Intrinsic Resistance to Immune Checkpoint Blockade in a Mismatch Repair–Deficient Colorectal Cancer

Abstract

Immunotherapy with checkpoint inhibitors, such as the programmed death-1 (PD-1) antibodies pembrolizumab and nivolumab, are effective in a variety of tumors, yet not all patients respond. Tumor microsatellite instability-high (MSI-H) has emerged as a biomarker of response to checkpoint blockade, leading to the tissue agnostic approval of pembrolizumab in MSI-H cancers. Here we describe a patient with MSI-H colorectal cancer that was treated with this immune checkpoint inhibitor and exhibited progression of disease. We examined this intrinsic resistance through genomic, transcriptional, and pathologic characterization of the patient's tumor and the associated immune microenvironment.

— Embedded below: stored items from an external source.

PR #260, opened 2021-01-20
FW102 homework revised

hzhou0:


projects/hello_world/src/hello_world.c
```diff
@@ -0,0 +1,33 @@
+#include <stdint.h>
+
+#include "interrupt.h"
+#include "log.h"
+#include "soft_timer.h"
+#include "wait.h"
+#define INTERVAL 0.5
```
copperium, line 7: It's not immediately clear from this what units `INTERVAL` is in - add a suffix like `INTERVAL_S` to tell readers that it's in seconds. (Also, there should be a blank line between the includes and any defines.)

projects/hello_world/src/hello_world.c
```diff
@@ -0,0 +1,33 @@
...
+
+typedef struct Counters {
+  uint8_t counter_a;
+  uint8_t counter_b;
+} Counters;
+void prv_callback(SoftTimerId id, void *context) {
```
copperium, line 13: Nitpick: there should be a blank line between top-level elements like structs and callbacks.

copperium (commented):
Awesome job Henry. I added a couple of comments for your future reference, but I'll mark this as complete and close the PR for now. Feel free to move on to FW 103 (and come to the presentation on Saturday at 2pm!).

PR #261, opened 2021-01-21
Soft 369 add multiple stores

JarvisWeng:


g-jessmuir:
please change PR to merge to branch `mpxe` instead of `master`, makes it much easier to read through rather than trying to sift through 1500 lines of change :')

libraries/mpxe-store/src/store.c
```diff
@@ -14,7 +14,9 @@
 #include "log.h"
 #include "stores.pb-c.h"
 
-#define MAX_STORE_COUNT 64
+#define MAX_STORE_COUNT 257
```
g-jessmuir, line 17: Not super impressed you wanted to go about it this way, what about stores beyond just pca9539r and gpio? not a super great change

mpxe/sims/pca9539r.py
```diff
@@ -6,8 +6,8 @@
 class Pca9539r(sim.Sim):
     def handle_update(self, pm, proj):
         stores = proj.stores
-        if (stores_pb2.MxStoreType.PCA9539R, 0) in stores:
-            pca        = stores[(stores_pb2.MxStoreType.PCA9539R, 0)]
+        if (stores_pb2.MxStoreType.PCA9539R, 116) in stores:    #116 is the address used in the smoke test
```
g-jessmuir, line 9: use hex since it's the normal thing for i2c addresses

libraries/ms-drivers/src/x86/pca9539r_gpio_expander.c
```diff
@@ -20,33 +19,38 @@ static I2CPort s_i2c_port = NUM_I2C_PORTS;
...
 
+  int k = (intptr_t)(key);
   for (uint16_t i = 0; i < mask->n_state; i++) {
     // only update state if mask is set
     if (mask->state[i] != 0) {
-      s_store.state[i] = msg->state[i];
-      if (s_pin_settings[PCA9539_I2C_ADDRESS][i].state != (uint8_t)msg->state[i]) {
-        s_pin_settings[PCA9539_I2C_ADDRESS][i].state = msg->state[i];
+      s_stores[k].state[i] = msg->state[i];
+      if (s_pin_settings[k][i].state != (uint)msg->state[i]) {
```
g-jessmuir, line 45: does this actually compile? what's uint? shouldn't' it be uint8_t?

libraries/ms-drivers/src/x86/pca9539r_gpio_expander.c
```diff
@@ -58,9 +62,12 @@ static void prv_init_store(void) {
...
     (UpdateStoreFunc)update_store,
   };
-  s_store.n_state = NUM_PCA9539R_GPIO_PINS;
-  s_store.state = malloc(NUM_PCA9539R_GPIO_PINS * sizeof(protobuf_c_boolean));
-  store_register(MX_STORE_TYPE__PCA9539R, funcs, &s_store, NULL);
+  for (int i = 0; i < MAX_I2C_ADDRESSES; ++i) {
+    s_stores[i] = (MxPca9539rStore)MX_PCA9539R_STORE__INIT;
+    s_stores[i].n_state = NUM_PCA9539R_GPIO_PINS;
+    s_stores[i].state = malloc(NUM_PCA9539R_GPIO_PINS * sizeof(protobuf_c_boolean));
+    store_register(MX_STORE_TYPE__PCA9539R, funcs, &s_stores[i], (void *)(intptr_t)i);
```
g-jessmuir, line 69: can we change this to only register stores for initialized  pca9539rs? the i2c address is passed to pca9539r_gpio_init so this shouldn't be a problem.

g-jessmuir (changes requested):

libraries/mpxe-store/src/store.c
JarvisWeng: Yeah, I just added the total for now and I figured we could increase the maximum store number as we need it.
I just needed 257 for my testing of pca9539r. I could change it to a 1000.

libraries/ms-drivers/src/x86/pca9539r_gpio_expander.c
JarvisWeng: It does compile. Yes you're right, it should be uint8_t. My bad.

libraries/ms-drivers/src/x86/pca9539r_gpio_expander.c
JarvisWeng: I asked you about that before and you said to just initialize all of them. I can change that though

libraries/mpxe-store/src/store.c
```diff
@@ -14,7 +14,9 @@
 #include "log.h"
 #include "stores.pb-c.h"
 
-#define MAX_STORE_COUNT 64
+#define MAX_STORE_COUNT 1000
```
g-jessmuir, line 17: I think my point was that we shouldn't need that many since we shouldn't be initializing them all for all the i2c addresses etc., sorry should have clarified

g-jessmuir (changes requested):
Just the point about initialization

libraries/mpxe-store/src/store.c
JarvisWeng: Sounds good. I'll just change it back to 64

copperium (commented):
Just this one thing I saw

copperium:
Also (@g-jessmuir / @JarvisWeng), forgive me but I don't really understand the purpose of `s_stores` in stores.c. Its data doesn't seem to ever be accessed - `store_register` just stores new information in it and `store_get` is never called. Dispatching functions are taken care of by `s_store_funcs`. What's the point of `s_stores`?

libraries/ms-drivers/src/x86/pca9539r_gpio_expander.c
```diff
@@ -20,36 +19,41 @@ static I2CPort s_i2c_port = NUM_I2C_PORTS;
 static Pca9539rGpioSettings s_pin_settings[MAX_I2C_ADDRESSES][NUM_PCA9539R_GPIO_PINS];
 
 #ifdef MPXE
+
+static MxPca9539rStore s_stores[MAX_I2C_ADDRESSES];
+
 #define PCA9539_I2C_ADDRESS 0x74  // PCA9539 address used in the smoke test
```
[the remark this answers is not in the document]
JarvisWeng: Yes thank you. Forgot about that.

JarvisWeng:
> Also (@g-jessmuir / @JarvisWeng), forgive me but I don't really understand the purpose of `s_stores` in stores.c. Its data doesn't seem to ever be accessed - `store_register` just stores new information in it and `store_get` is never called. Dispatching functions are taken care of by `s_store_funcs`. Do we need `s_stores`? (If not, the max store count is irrelevant.)

The `s_stores` should hold all the stores being used in `mpxe`. So if we had a test that had `gpio` and `pca9395r` stores, then `s_stores` will hold all the stores created.
`store_register` registers a new store within `s_stores`
`store_get` should be called if we ever write a C test that we need to call a specific store. Maybe useful for the future.
`s_stores` is needed to actually hold the space where the data is being stored.
So in all the `prv_init_store` we start with a `store_config` which should create a `prv_poll_update` and that should call the `prv_handle_store_update`. And the `prv_handle_store_update` needs the s_store, in order to get the specific store to update.

@g-jessmuir correct me if I'm wrong

g-jessmuir (approved):

g-jessmuir:
@copperium In theory for something like solar where we need to check the state of the gpio pins to determine what needs to happen in solar mpxe, we need to be able to access the other stores via `s_stores`. I had to think about it for a sec, almost said yeah wipe it all out lol

copperium:
@g-jessmuir Ahh I see. Still, I wonder if we could roll a linked list instead of using a fixed array so we don't have to deal with updating the maximum.

PR #262, opened 2021-01-23
FW102 Module

Cookieth:
Firmware 102: https://uwmidsun.atlassian.net/wiki/spaces/ELEC/pages/1268121797/Firmware+102+Notes

### DIFF
--- a/projects/FW_102/src/main.c
+++ b/projects/FW_102/src/main.c
@@ -7,8 +7,7 @@
 #include "soft_timer.h"
 #include "wait.h"
 
-#define A_COUNTER_MS 500
-#define B_COUNTER_MS 1000
+#define COUNTER_MS 500
 
 typedef struct {
   uint8_t counter_a;
@@ -28,7 +27,7 @@ int main(void) {
   };
 
   // Increment counter a every 0.5s, counter b ever 1s.
-  soft_timer_start_millis(500, prv_inc_counter, &loop_counter, 0);
+  soft_timer_start_millis(COUNTER_MS, prv_inc_counter, &loop_counter, 0);
 
   // Wait for an interrupt
   while (true) {
@@ -50,5 +49,5 @@ static void prv_inc_counter(SoftTimerId timer_id, void *context) {
     LOG_DEBUG("Counter B: %d\n", counter->counter_b);
   }
 
-  soft_timer_start_millis(500, prv_inc_counter, context, 0);
+  soft_timer_start_millis(COUNTER_MS, prv_inc_counter, context, 0);
 }
--- a/projects/FW_102/src/main.c
+++ b/projects/FW_102/src/main.c
@@ -1,0 +1,57 @@
+#include <stdbool.h>
+#include <stddef.h>
+#include <stdint.h>
+
+#include "delay.h"
+#include "interrupt.h"
+#include "log.h"
+#include "soft_timer.h"
+#include "wait.h"
+
+typedef struct {
+  uint8_t counter_a;
+  uint8_t counter_b;
+} Counters;
+
+static void inc_counter_a(SoftTimerId timer_id, void *context);
+static void inc_counter_b(SoftTimerId timer_id, void *context);
+
+int main(void) {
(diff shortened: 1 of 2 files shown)


projects/FW_102/src/main.c
```diff
@@ -0,0 +1,57 @@
...
+  soft_timer_init();
+
+  Counters loop_counter = {
+    .counter_a = 0,
+    .counter_b = 0,
+  };
+
+  // Increment counter a every 0.5s, counter b ever 1s.
+  soft_timer_start_millis(500, inc_counter_a, &loop_counter, 0);
+  soft_timer_start_millis(1000, inc_counter_b, &loop_counter, 0);
```
copperium, line 31: It's good practice to #define constants for arbitrary numbers like these durations instead of just using them. So please add #defines for these durations with a descriptive name that ends with the unit, like `_MS`. Also use them in the `soft_timer_start_millis` call in the functions below.

projects/FW_102/src/main.c
```diff
@@ -0,0 +1,57 @@
+#include <stdbool.h>
+#include <stddef.h>
+#include <stdint.h>
+
+#include "delay.h"
```
copperium, line 5: I don't think this include is necessary? Please remove

projects/FW_102/src/main.c
```diff
@@ -0,0 +1,57 @@
...
+    .counter_b = 0,
+  };
+
+  // Increment counter a every 0.5s, counter b ever 1s.
+  soft_timer_start_millis(500, inc_counter_a, &loop_counter, 0);
+  soft_timer_start_millis(1000, inc_counter_b, &loop_counter, 0);
+
+  // Wait for an interrupt
+  while (true) {
+    wait();
```
copperium, line 35: Awesome job using `wait()`!

copperium (changes requested):
Awesome, a few changes before moving on to the FW 103 homework

projects/FW_102/src/main.c
Cookieth: Thank you! For reviews, would you like me to respond to the comments that I have made changes on, or should I let the `outdated` tag speak for itself?

copperium: If you have questions / comments then definitely comment, otherwise the `outdated` tag is fine; resolving conversations for comments you've resolved is also good.

Cookieth: Should I let the reviewer resolve it as a standard practice, or is this more of a flexible rule dependent on the reviewer?

copperium: Eh it's not too strict, I know I appreciate it when people resolve my comments :)

projects/FW_102/src/main.c
```diff
@@ -0,0 +1,54 @@
...
+  interrupt_init();
+  soft_timer_init();
+
+  Counters loop_counter = {
+    .counter_a = 0,
+    .counter_b = 0,
+  };
+
+  // Increment counter a every 0.5s, counter b ever 1s.
+  soft_timer_start_millis(500, prv_inc_counter, &loop_counter, 0);
```
copperium, line 31: I think you forgot to use the `X_COUNTER_MS` macros here and in the other `soft_timer_start_millis` call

The tumor had typical MSI-H molecular features, including a high neoantigen load. We also identified biallelic loss of the gene for β₂-microglobulin (B2M), whose product is critical for antigen presentation. Immune infiltration deconvolution analysis of bulk transcriptome data from this anti-PD-1–resistant tumor and hundreds of other colorectal cancer specimens revealed a high natural killer cell and M2 macrophage infiltration in the patient's cancer. This was confirmed by single-cell transcriptome analysis and multiplex immunofluorescence. Our study provides insight into resistance in MSI-H tumors and suggests immunotherapeutic strategies in additional genomic contexts of colorectal cancer.